Under the Appendix to the new ICC Mediation Rules, ICC administrative expenses are based on the amount in dispute. For cases in which the amount in dispute does not exceed US$ 200,000, the ICC administrative expenses are capped at half the amount provided in the previous Appendix, which results in a considerable decrease in expenses for such disputes.

In light of the hourly rates requested by mediators from different countries and the predominantly international nature of the cases filed with the Centre, the new Appendix aims to ensure that the cost structure under the ICC Mediation Rules remains flexible to cater for diverse economic circumstances. In sum: (i) there is no pre-fixed hourly rate; (ii) the mediator suggests an hourly rate; (iii) the parties can comment; and (iv) the Centre will then fix the hourly rate at the outset. Accordingly, parties retain some control over the mediator's costs.

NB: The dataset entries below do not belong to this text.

PR #5552, opened 2026-08-27
[tr_kap] Add Türkiye KAP listed company ownership and boards crawler

### LINKED ISSUE #856: Türkiye KAP (Public Disclosure Platform) — listed company ownership and boards
### Data URL

https://www.kap.org.tr/tr/sirketler/ALL

### Publisher

Merkezi Kayıt Kuruluşu A.Ş. (MKK) — Central Securities Depository of Türkiye

TR

### Type of data

Companies (National registers of companies, organizations, etc)

### Coverage region

region:Asia/Pacific

### Can you tell us more?

KAP (Kamuyu Aydınlatma Platformu / Public Disclosure Platform) is Türkiye's statutory
disclosure channel for capital markets. It is defined in the Capital Markets Law No. 6362,
art. 3(1)(k), and the CMB's Public Disclosure Platform Communiqué requires that all
information subject to public disclosure be filed there with electronic signature. Operated
by MKK since March 2014 (previously run within Borsa İstanbul from June 2009), under CMB
regulation. Publisher should be marked official — same shape as FINRA, which we already
treat as official: statutory mandate, non-governmental legal form.

**Why it's worth doing:** it carries real, structured ownership for Turkish listed
companies, which is otherwise very hard to get. The national trade registry gazette
(ticaretsicil.gov.tr) publishes far richer ownership data for all ~1.9M Turkish companies,
but as non-searchable 300 DPI scans with no enumeration surface, so it is not crawlable —
TOBB sells the parsed equivalent as a paid subscription. KAP is the one Turkish corporate
ownership source that is free, public and structurally clean. Small universe, but it is the
public face of MKK's ownership data, so there is no separate MKK source to chase.

**Universe:** ~1,110 KAP member entities, of which ~746 are BIST-traded.

**Access:** unauthenticated, no CAPTCHA, no rate limiting observed, no geoblocking (checked
from ~40 vantage points incl. Frankfurt, all 200). Next.js SSR with the full JSON payload
embedded in the HTML. Company detail at `/tr/sirket-bilgileri/genel/{id}-{slug}`, summary
at `/tr/sirket-bilgileri/ozet/{id}-{slug}`. Full crawl estimated at ~466 MB and ~25 minutes.

**Fields available** (verified on live company pages):

- Ownership: `shareholdingStructureGrid` — `shareholder`, `shareInCapital`, `ratioInCapital`,
  `votingRightRatio`. Covers direct and indirect holders above 5%.
- Boards: `boardMembersGrid` — name, title, first-elected date, independence flag,
  executive/non-executive.
- Identifiers: `tradeRegNo`, `tradeRegOffice`, `tradeRegDate`, `taxNo`, `taxOffice`.
- Capital: `paidCapital`, `authorizedCapital`, `nominalValueOfShares`,
  `nominalValuePerShare`, `registeredOrBearerShare`, `shareGroup`, `typeOfPrivilege`.
- Market: `stockCode`, `market`, `marketOrStockExchange`, `relevantSubMarketOrExchange`,
  `bistIndices`.
- Contact/company: address, city, website, sector, scope of activities.

**Two implementation gotchas, both verified:**

1. **The field named `isin` is not an ISIN.** It holds the BIST ticker — the column header
   binds `"columnName":"Borsa Kodu"` to `"columnKey":"isin"`, and the value is e.g. `ADEL`
   for Adel Kalemcilik. Four characters, not twelve. Mapping it to `Company:isinCode` would
   silently fill the property with tickers. A search of company and listing pages found no
   12-character ISIN-shaped token anywhere. Real Turkish ISINs are issued by MKK as the
   National Numbering Agency but are not surfaced through KAP company profiles.
2. **KAP emits national ID numbers in its HTML.** `tcknYkn` / `tcknYknVkn` keys are present
   in the payload, carrying base64-encoded 11-digit TCKNs that are not rendered in the page.
   Any KAP-derived dataset must strip these deliberately rather than by accident.

**Caveat on data status:** KAP is an official *disclosure* platform, so content is
issuer-declared under legal obligation, not independently verified by MKK or the CMB. Same
epistemic status as SEC EDGAR filings. Shareholding percentages are what the company says
they are.

**Not checked:** whether debt-instrument or fund pages carry real ISINs — guessed paths
404'd. Worth closing that gap if ISIN linkage matters. Also could not confirm LEI on company
pages (zero occurrences found), despite secondary reporting suggesting subsidiaries carry
one.

Related: #234 (Turkey Companies umbrella ticket) — KAP is listed there as one of several
candidate sources under "Istanbul stock exchange", but has never been scoped or split out.

- [X] I understand.

tamimbinhakim:
Adds a crawler for **KAP, Türkiye's Public Disclosure Platform**: all KAP member companies with their shareholders, boards and subsidiaries.

## Source
KAP is a Next.js site; the data is in the server-rendered flight payload, which the crawler parses (no API found). The list page gives 1,114 members and their permalinks; each general information page carries identifiers, shareholders, board and subsidiaries. Two things differ from the ticket:
- KAP does rate-limit: after a few hundred pages it answers 429, and before that it starts serving 200 pages without the company payload. Detail pages go through Zyte per `http_operations.md`, so `ci_test: false`. The list page is one request and is fetched directly.
- 73 members (types IGMS and DG) have no general page at all; they are emitted with name and city only.

## Output
- `Company` per member (ID from KAP's numeric code): name, alias, ticker, tax and trade registry numbers, incorporation date, capital, sector, status, address, website, e-mail. `corp.public` for traded companies.
- `Ownership` per shareholder row (direct and indirect, `ownershipType`), with percentage and share value. Placeholder rows (Diğer, Halka Açık, Toplam, Yok) are skipped by lookup. When a shareholder's name is exactly another KAP member's title, the owner is that member; otherwise a per-company `LegalEntity`.
- `Directorship` per board member: `Person` with gender and profession, or `LegalEntity` where a representative acts for a legal-person member; role, first election date, independence/executive flags.
- `Ownership` per subsidiary: `lei-` IDs when KAP gives an LEI (joins GLEIF), else per-company; percentage, share value, relation.
- The `isin` column is the BIST ticker (as the ticket notes) and maps to `ticker`. National ID numbers (TCKN) present in the page data, including 11-digit values in subsidiary `taxNo` fields, are never emitted.

## Validation
- `zavod crawl` (Zyte): 27,162 entities: 4,694 Company, 5,726 Person, 3,495 LegalEntity, 7,137 Ownership (2,891 direct, 662 indirect, 3,584 subsidiary), 5,882 Directorship. All 1,041 members with a page yielded data. 7 warnings, all `Invalid LEI` where a filer put a registry number in the LEI column; happy to downgrade those to info if you prefer quiet runs.
- `zavod export` with assertions passes (bands at roughly 80% / 200% of these counts).
- Spot check: Koç Holding's shareholders (43.75 / 7.29 / 6.15), 40 subsidiaries and 11 board members match the live page.
- No 11-digit identifiers in the output (checked every property).
- ruff, `mypy --strict`, yamllint clean.

Not included: senior managers and portfolio managers (separate tables), share classes and listing details, and the activity description (HTML legalese). Happy to add any of these if useful.

Closes opensanctions/crawler-planning#856


pudo (commented):
Thanks for this — the entity model and the handling of the identity numbers look right. Before we go further on the code style, I want to change the data path: the site has a plain JSON API behind the Next.js frontend, so the flight-payload scraping (`flight_payload`, `parse_json_at`, `json_after_key`, `parse_items`) can go entirely.

What I found on the live site (via Zyte, our network can't reach kap.org.tr directly):

**1. The company list is a JSON endpoint.** One call returns all 1,126 members, including the header fields the crawler currently pulls off each detail page: tax number, trade registry number and date, paid capital, ticker, city, and the numeric `companyCode` we use for the entity ID.

```
GET https://www.kap.org.tr/tr/api/company/items/ALL/A
Accept-Language: tr
```

This replaces the list-page payload parsing, the permalink map, and the `rfind("{")`-before-`kapMemberTitle` header extraction.

**2. Detail pages can be fetched as a pure RSC stream.** Request the same page URL with the header `RSC: 1` and you get `text/x-component`: newline-delimited `id:json` records, each parseable with `json.loads` as-is. Walk the parsed tree for dicts carrying `itemObject` and you have the same `itemKey -> value` map. Verified on Koç Holding: 29 items, identical to what the current parser yields. No regex over `self.__next_f.push`, no bracket counting.

The `RSC: 1` header has to go through Zyte, so `zyte_api.fetch_text` needs a `headers` parameter (the docstring already mentions one, the signature doesn't have it). Small zavod change, happy to take that or leave it to you.

**3. There is also a per-item history API**, `GET /tr/api/company-detail/get-history/<mkkMemberOid>/<itemKey>/N`. For the board and subsidiary tables its first entry equals the current page value, but for the direct-shareholder key the entries came back unordered with reformatted numbers, and it's one request per item. I would not build on it; noting it in case it's useful later for change tracking.

I probed for a single "all items of one company" endpoint and grepped the endpoint table in all 20 JS bundles — there isn't one, so it stays at one request per company, just a much simpler one.

**Other things for the rework**

- `clean`, `keyed_text`, `keyed_key`, `clean_percent` re-implement what lookups and the `h.` helpers should cover. Placeholder values like `-`, `---`, `YOK` belong in a lookup on the property, not in a generic string cleaner; percentages should go through the framework's number handling.
- The member types without a page: the list API shows 56 IGMS + 14 DG = 70, versus 73 in the PR description. Worth re-checking once the list source changes.
- The header dict from the list API has `taxOffice`, `tradeRegOffice`, `kayitliSermayeTavani`, `relatedMemberTitle` (the auditor) etc. — decide explicitly per field and run them through `audit_data`.

tamimbinhakim:
Thanks, that was a good find. Switched it over:

- The list comes from `/tr/api/company/items/ALL/A` now. The flight payload parsing, the permalinks and the header extraction are all gone. It turns out the detail page also takes `mkkMemberOid` directly, so no permalinks are needed there either.
- Detail pages are fetched with `RSC: 1`. I added `headers` to `zyte_api.fetch_text` as its own `zavod:` commit, with a test.

Two things about the RSC stream you might not have hit:

- Not every row is one line of JSON. Longer text comes as `id:T<hex byte length>,<text>` and can contain newlines, and the item value then just says `"$43"`. So the parser reads rows using that length and resolves the references. Anything it doesn't recognise raises. All 1,126 pages parse.
- KAP's cache ignores `Vary: rsc`. If someone opened the normal page in the last half hour, you get cached HTML back even with the header. Adding `?_rsc=1` like the Next.js client does fixes that, and the fetch asserts `text/x-component` in case it comes back.

On your other points:

- `clean`, `keyed_text`, `keyed_key` and `clean_percent` are gone. Placeholders are type lookups now, and so are the messy website and e-mail values and the registry numbers people typed into the LEI column. That was also the source of the 7 warnings, so the run is clean now. Numbers go through `numbers:` on the dataset. That means `h.apply_number` for capital, and `registry.number.parse` with the same settings for percentage and shares value, since those are string props. The one helper left reads the select fields (`{"key": ..., "text": ...}`), because some filers typed free text into them.
- Members without a page: 56 IGMS + 14 DG, plus 7 DDK (Borsa İstanbul, SPK, MKK etc.) that also don't have one, so 77. The 73 was from the old HTML list, which only had 1,114 members.
- List fields: the ones in use are title, code, tax no, trade reg no and date, paid capital, city, stock code, trading status, member type and state. The rest are in `audit_data` ignore with a reason: tax/registry office, capital ceiling, the auditor, and KAP's internal type flags. Three `KAP TEST` accounts and the BISTECH circuit breaker entry are skipped.
- Agreed on the history API, left it out.

Two fixes I found along the way:

- `stockCode` can be `GARAN, TGB`, and banks and brokers carry their 3-letter exchange member code in there too. So only the longer codes become `ticker`, and `corp.public` comes from `payIslemDurumu` instead of "has a code".
- Board members: foreigners are sometimes listed as their own representative, which made 45 of them `LegalEntity`. A seat is now only a legal person if the representative is someone else, and that person is linked with `Representation` instead of going into the description.

Full uncached run: 27,084 entities (4,701 Company, 5,904 Person, 3,328 LegalEntity, 7,133 Ownership, 5,903 Directorship, 112 Representation), no warnings. Export with assertions passes, Koç still matches the live page, and there are no 11-digit IDs in the output. Rebased on main.

Also, when you have a moment, #5545 (`us_ori_admin_actions`, new crawler) and #5546 (ISIN validation in `make_security`, for #4941) are still waiting on a first look. Both merge cleanly. No rush, happy to change either one.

The mediator's fees will generally be based on an hourly rate, unless the parties and the mediator have agreed that the Centre fix the mediator's fees on the basis of a single fixed fee for the whole proceedings.

7. Mediation Guidance Notes

The Mediation Guidance Notes are published separately in a companion booklet4 to the Rules. Their purpose is to offer guidance on issues that deserve attention when choosing and organizing mediations. Helpful information will be found on the many administrative and procedural questions that a party may wish to consider when preparing mediation proceedings on its own or in discussions with the other party and the mediator. In keeping with the spirit of mediation, the Mediation Guidance Notes do not dictate solutions, but encourage parties to work out the best arrangements for their particular case in light of common mediation practices and the flexibility offered by the ICC Mediation Rules.



1
The revision of the ADR Rules was led by Christopher Newmark (Chair of the Consultative Task Force on the Revision of the ICC ADR Rules and incoming Chair of the Commission on Arbitration and ADR), Peter Wolrich (current Chair of the Commission on Arbitration and ADR), Hannah Tümpel (Senior Counsel and Manager of the ICC International Centre for ADR) and Hélène van Lith (Secretary to the Commission on Arbitration and ADR), all of whom have contributed to this Introduction to the New ICC Mediation Rules.


2
For further details, see the annual Statistical Report on ICC dispute resolution services published in the ICC International Court of Arbitration Bulletin. See also H. Tümpel & C. Sudborough, 'ICC's ADR Rules 2001(2010 : Current Practices, Case Examples and Lessons Learned' in A. Ingen-Housz, ed., ADR in Business, Practice and Issues across Countries and Cultures, vol. II (Kluwer, 2011).


3
Whether in mediation or other proceedings conducted under the Rules, a successful outcome usually takes the form of a settlement agreement contractually binding on the parties. If parties choose neutral evaluation, they will in the end receive a non-binding evaluation or recommendation which they can use as a basis for a negotiated settlement agreement; the evaluation itself will not be binding on the parties. Unlike arbitral awards, settlements reached under the new Rules are not enforceable under the New York Convention on the Recognition and Enforcement of Foreign Arbitral Awards and failure to comply with a settlement agreement is considered as a breach of contract in most jurisdictions.


4
Mediation Guidance Notes, available in hard copy as ICC Publication 870 and online at www.iccwbo.org and in the ICC Dispute Resolution Library www.iccdrl.com.